--- START ---

PR #1167, opened 2016-04-13
Enable rewriting joins without filters.

sellout:
Required inlining lets where the binding is simply a variable.

This fixes a chunk of SD-1190, but we still don’t entirely rewrite
many-way joins.


mossprescott:
LGTM

sellout:
Argh, forgot to add a changelog here.

PR #1169, opened 2016-04-14
Some parser changes while writing the SQL² grammar.

sellout:
* collapse `is`/`is not` syntax into `relational_suffix` and generalize
  it to be equivalent to `=`/`!=`;
* `negatable_suffix`es can now have an optional leading `is`, to
  parallel the other `is not` construction (e.g., `where foo is not between 3
  and 10`);
* remove the `IsNull` function (it’s equivalent to `Eq(_, Null)` now,
  and allowing it to be generated in arbitraries broke round-tripping
  tests); and
* extract function syntax into its own parse rule, and explicitly match
  `is_null` to avoid a breaking change.

### DIFF
--- a/core/src/main/scala/quasar/sql/parser.scala
+++ b/core/src/main/scala/quasar/sql/parser.scala
@@ -185,7 +185,8 @@ private[sql] class SQLParser extends StandardTokenParsers {
     op("<")  ^^^ Lt  |
     op("<=") ^^^ Le  |
     op(">")  ^^^ Gt  |
-    op(">=") ^^^ Ge
+    op(">=") ^^^ Ge  |
+    keyword("is") ~> opt(keyword("not")) ^^ (_.fold[BinaryOperator](Eq)(κ(Neq)))
 
   def relational_suffix: Parser[Expr => Expr] =
     relationalOp ~ default_expr ^^ {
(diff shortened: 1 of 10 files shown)


core/src/main/scala/quasar/sql/parser.scala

--- END ---

**Problem to solve**
From the listing, copy every line where the string "core" appears.

**Result**
--- a/core/src/main/scala/quasar/sql/parser.scala
+++ b/core/src/main/scala/quasar/sql/parser.scala
core/src/main/scala/quasar/sql/parser.scala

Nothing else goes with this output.